• SUPPLIED INFORMATION
::::
PR #9689, opened 2025-03-16
gpuav: Use EntryPoint to map shader to post process

spencer-lunarg:
The goal is to remove the `BindingVariableMap` when doing Post Processing because

1. It is the wrong level of detail to save for the given pipeline
2. It doesn't work at all with Shader Object (main reason we can't support it currently)
3. It reduces a lot of random checks because we now can directly get the `const spirv::ResourceInterfaceVariable &` right away

### DIFF
--- a/layers/gpuav/descriptor_validation/gpuav_descriptor_set.cpp
+++ b/layers/gpuav/descriptor_validation/gpuav_descriptor_set.cpp
@@ -22,6 +22,7 @@
 #include "gpuav/resources/gpuav_shader_resources.h"
 #include "gpuav/shaders/gpuav_shaders_constants.h"
 #include "state_tracker/descriptor_sets.h"
+#include "state_tracker/shader_module.h"
 
 #include "profiling/profiling.h"
 
@@ -306,7 +307,8 @@ VkDeviceAddress DescriptorSet::GetPostProcessBuffer(Validator &gpuav, const Loca
 
 // cross checks the two buffers (our layout with the output from the GPU-AV run) and builds a map of which indexes in which binding
 // where accessed
-std::vector<DescriptorAccess> DescriptorSet::GetDescriptorAccesses(const Location &loc, uint32_t shader_set) const {
+std::vector<DescriptorAccess> DescriptorSet::GetDescriptorAccesses(
+    const Location &loc, uint32_t shader_set, const std::vector<const ::spirv::EntryPoint *> &entry_points) const {
     VVL_ZoneScoped;
     std::vector<DescriptorAccess> descriptor_accesses;
     if (post_process_buffer_.IsDestroyed()) {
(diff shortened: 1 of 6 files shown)


layers/gpuav/descriptor_validation/gpuav_descriptor_set.cpp
```diff
@@ -322,7 +324,14 @@ std::vector<DescriptorAccess> DescriptorSet::GetDescriptorAccesses(const Locatio
             const glsl::PostProcessDescriptorIndexSlot slot = slot_ptr[binding_layout.start + descriptor_i];
             if (slot.descriptor_set & glsl::kDescriptorSetAccessedMask) {
                 if ((slot.descriptor_set & glsl::kDescriptorSetSelectionMask) == shader_set) {
-                    descriptor_accesses.emplace_back(DescriptorAccess{binding, descriptor_i, slot.variable_id});
+                    // TODO - Currently we don't save the shader stage in the shader so we rely on resource OpVariable IDs not being
```
spencer-lunarg, line 327: we currently have this problem already, but there was no way to solve it before, now we can check for it (but currently not main worry)

layers/gpuav/descriptor_validation/gpuav_descriptor_validation.cpp
```diff
@@ -250,33 +234,18 @@ void UpdateBoundDescriptors(Validator &gpuav, CommandBuffer &cb_state, VkPipelin
...
                                              action_command_snapshot.shader_handle, draw_loc);
 
-            auto descriptor_accesses = bound_descriptor_set->GetDescriptorAccesses(loc, set_index);
+            std::vector<DescriptorAccess> descriptor_accesses =
+                bound_descriptor_set->GetDescriptorAccesses(loc, set_index, action_command_snapshot.entry_points);
             for (const auto &descriptor_access : descriptor_accesses) {
                 auto descriptor_binding = bound_descriptor_set->GetBinding(descriptor_access.binding);
                 ASSERT_AND_CONTINUE(descriptor_binding);
 
-                // There is a chance two descriptor bindings are aliased to each other.
```
spencer-lunarg, line 258: the main goal was to remove all this junk (and more above) as it adds more complexity to what is all going on here

layers/gpuav/descriptor_validation/gpuav_descriptor_validation.cpp
```diff
@@ -250,33 +234,18 @@ void UpdateBoundDescriptors(Validator &gpuav, CommandBuffer &cb_state, VkPipelin
...
-                //   layout(set = 0, binding = 2) uniform sampler3D tex3d[];
-                //   layout(set = 0, binding = 2) uniform sampler2D tex[];
```
spencer-lunarg, line 260: Now that we just do the lookup from the `OpVariable` ID, the alias case like this automatically get solved because this information is already known from the shader

arno-lunarg (approved):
::::
• WORK REQUEST
Based on the material above, how many lines contain the string "spencer"? State the number alone.

• WRITTEN SOLUTION
4